Autism is the most common form of the Pervasive Developmental Disorders, affecting social interaction, communication, and imagination in children. According to the Center for Disease Control and Prevention in 2003, it affects an estimated 1 in 250 births. Since the early 1990's, the rate of autism diagnosis has increased dramatically throughout the world, so that figures as high as 1 in 170 births are being reported.
Although the root causes responsible for autism are unknown, both genetic and environmental factors are considered. Among autistic children, there is often a striking increase in postnatal head circumference percentile compared to age-matched controls. This increased brain volume in autism mainly results from a white matter enlargement. The cause of white matter volume cannot be explained. Recent studies on localization of white matter volume increase point to the radiate white matter, whereas deep white matter (inner zone white matter compartments) showed no volume differences from controls. The regions showing the greatest volume increases were found to be those where myelination occurs latest in normal development or where myelination occurs over a protracted time course. Thus, abnormal volume increase in this region may be related to the process of myelination, one of the most fundamental of biological processes of human brain development.
These results lead to the hypothesis that the abnormal brain enlargement as seen in autism may be caused by delayed and prolonged myelination. It is thus necessary to directly monitor the course of myelination in vivo and correlate with volumetric changes. These studies could provide valuable insights into the pathogenesis of the disease, with potential clinical applications in early diagnosis and efficacy evaluation of therapeutic interventions.
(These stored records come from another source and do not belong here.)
PR #5349, opened 2021-02-23
change aurman to paru

lollilol:
its rust

### DIFF
--- a/cli/index.ts
+++ b/cli/index.ts
@@ -157,7 +157,7 @@ args.command(
   (name, args_) => {
     const pluginName = args_[0];
     assertPluginName(pluginName);
-    open(`http://ghub.io/${pluginName}`, {wait: false, url: true});
+    open(`http://ghub.io/${pluginName}`, {wait: false});
     process.exit(0);
   },
   ['d', 'h', 'home']


LabhanshAgrawal:
Does it make any difference?
People can use whichever package manager they want.

Stanzilla:
Yeah that's not a reason to switch it out but you can add it as an additional suggestion

Stanzilla (changes requested):
see comment

lollilol:
> Does it make any difference?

Unfortunately, in vivo monitoring of myelination is still a problem in human studies. While MRI is capable of detection of volumetric changes in the brain, it is incapable of direct measurement of myelin content. Due to the lack of biomarkers for in vivo quantification of myelin content, the direct relationship between volumetric enlargement and myelination cannot be established. In these proposed studies, we plan to meet this challenge by in vivo quantification of myelin content using positron emission tomography (PET). PET is a scanning technique, used in combination with a trace amount of chemical probes labeled with positron-emitting radionuclides such as C-11 or F-18, which can detect and quantify anatomical and functional changes in the body.
For in vivo detection and quantitation of myelin contents with PET, it is necessary to develop myelin-imaging ligands with suitable in vitro and in vivo binding properties. We have recently developed a small-molecule probe, termed [11C]BMB, which readily enters the brain and selectively binds to myelin sheaths. PET studies in baboons showed that [11C]BMB can be used as a surrogate marker of myelin sheaths in the white matter. The overall aims of this proposed project are to apply the [11C]BMB-PET technique to the mouse models containing different levels of myelination and conduct serial measurements that would eventually allow us to follow the time courses of myelination longitudinally.
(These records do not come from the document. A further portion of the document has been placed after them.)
PR #185, opened 2016-10-04
Modularize

rykelly:
This is a branch I worked on briefly when trying to get ED compiled on a new machine. I believe it's a well known issue that some (newer?) compilers don't like the ED code. Hope so, in fact, because I honestly don't remember any of the details. Something about older gfortrans allowing routines to be defined in as many files as you want (with a compiler flag), but new ones need them to be wrapped in modules and `use`d. Anyway, somehow I figured out that this would fix the compile issues I was having, and went ahead and did it. Pretty straightforward, except in a few places it was a little tricky to resolve circular dependencies, etc. 

I moved to a new machine with a different compiler when I was almost done with this, so I finished up and confirmed it compiles, but never really tested. @ashiklom recently took up the effort and seemed to have good results. Hope it helps.

P.S. I have no idea what the protocol is for committing (or not) files in ED/build. I left everything in but I suspect you normally don't...


ashiklom:
I added a few commits to @rykelly 's branch, after which I was able to compile and successfully run this version of ED with gcc 5.3.0 and 6.2.0.

Some results (PEcAn workflows):
* [1000002663](https://test-pecan.bu.edu/pecan_ashiklom/08-finished.php?workflowid=1000002663) -- one year run (2004), from bare ground, at Willow Creek with Ameriflux met.
* [1000002664](https://test-pecan.bu.edu/pecan_ashiklom/08-finished.php?workflowid=1000002664) -- multi-year run (1996-2005), from bare ground, at Willow Creek with Ameriflux met.

serbinsh:
On this, myself and @ashiklom have both been getting these warning messages at run completion. 

```
 === Finish initialization; CPU(sec)=6.82; Wall(sec)=6.00; Time integration starts (ed_master) ===

 === Time integration starts (model) ===
 - Simulating:   07/05/2000 00:00:00 UTC
 - Simulating:   07/06/2000 00:00:00 UTC
 - Simulating:   07/07/2000 00:00:00 UTC
 - Simulating:   07/08/2000 00:00:00 UTC
 - Simulating:   07/09/2000 00:00:00 UTC
 === Time integration ends; Total elapsed time=        7.5  ===
 ------ ED-2.2 execution ends ------
Note: The following floating-point exceptions are signalling: IEEE_DENORMAL

```

My environment is:

```
[sserbin@modex PEcAnRTM-EDR]$ uname -a
Linux modex 2.6.32-642.4.2.el6.x86_64 #1 SMP Tue Aug 23 11:15:56 CDT 2016 x86_64 x86_64 x86_64 GNU/Linux

[sserbin@modex PEcAnRTM-EDR]$ module list
Currently Loaded Modulefiles:
  1) /gfortran/5.4.0         2) /gcc/5.4.0              3) /m4/1.4.17              4) /autoconf/2.69          5) /openmpi/2.0.1-gnu540   6) /hdf5/1.8.17-gcc540

```

rgknox:
I reviewed the changes @rykelly. From what I can tell, the changes make sense to me too.  Am I correct in that where you move subroutines it was for the sole purpose of fixing dependencies?  When everything is converted to a module, build order starts getting more complicated, so various subroutines need to be migrated.
I would recommend making sure the model compiles on the intel processor (wasn't sure which one you used yourself @rykelly, but I see @serbinsh uses gfortran).  
Also, this change-set should generate exact same results as previous runs, right?  Ideally, it would be good to see if your new changes reproduce the same results as a simulation built on the base of this change-set. Is there indication people are getting the same results? 
@mdietze said that this branch has been adopted by numerous people in his lab, so it sounds like it is stable in terms of generating results over a range of use cases.

rykelly:
That's correct, @rgknox — any reorganization was just to fix the circular dependencies that arose from wrapping existing code in modules. Since this was all just reorganization I do think it's true that results should be unaffected, but I have to admit I didn't test this myself. I'm actually not using this branch because I moved to an older branch of ED (for unrelated reasons) and never bothered to merge. If @serbinsh is using it on the regular now though he might be able to speak to that.

ashiklom:
Can confirm that this compiles and generates sensible output using the latest gcc/gfortran (6.2.1), HDF5 (1.10.0-4), and OpenMPI (1.10.4-1) on my personal Arch Linux machine.

Here are results for some runs I did with PEcAn on our BU cluster (gcc 5.3.0) are here:
* https://test-pecan.bu.edu/pecan_ashiklom/08-finished.php?workflowid=1000002663
* https://test-pecan.bu.edu/pecan_ashiklom/08-finished.php?workflowid=1000002664
* https://test-pecan.bu.edu/pecan_ashiklom/08-finished.php?workflowid=1000002665

serbinsh:
I have run this version of ED2 on our server with the listed modules and it produced expected results for a series of ED2+PEcAn runs.

mdietze:
@rgknox I don't think we have access to an intel compiler. Could you help us check that?

fabeit:
@serbinsh Regarding the floating point error, I don't know if it's related to that, but I think we should all add the floating point flag -fp-model source, or the equivalent on gfortran. It makes floating point calculations consistent and at least in my test does not slow down the simulation.

rgknox:
@mdietze I have never run ED2 on an intel personally, I am a gnu user myself.  Any intel users out there?

mdietze:
This PR has been open for months and has been the only version that works for my lab that whole time. All changes don't affect model operations, just the ability to compile on current fortran compilers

The Specific Aims of the proposed research are:
1. Conduct micro-PET studies in mouse models with various levels of myelination to obtain detailed pharmacokinetic profiles of [11C]BMB in term of the brain entry, retention, and clearance;
2. Conduct histologic studies in the same mice to quantify myelin contents and correlate the extent of myelination with the pharmacokinetic profiles obtained from micro-PET studies;
3. Conduct micro-PET studies (at 2, 4, 6, 8, and 10 days after birth) in postnatal control mice to monitor longitudinally the course of myelination in the brain.
Completion of this study would lead to having a well-characterized imaging marker that can be used as a powerful tool to directly monitor the time course of myelination in vivo. This would facilitate studies of the myelination process and delineate the cause of volumetric enlargement in autistic brains. Once developed, this imaging marker could also facilitate early diagnosis and efficacy evaluation of clinical interventions.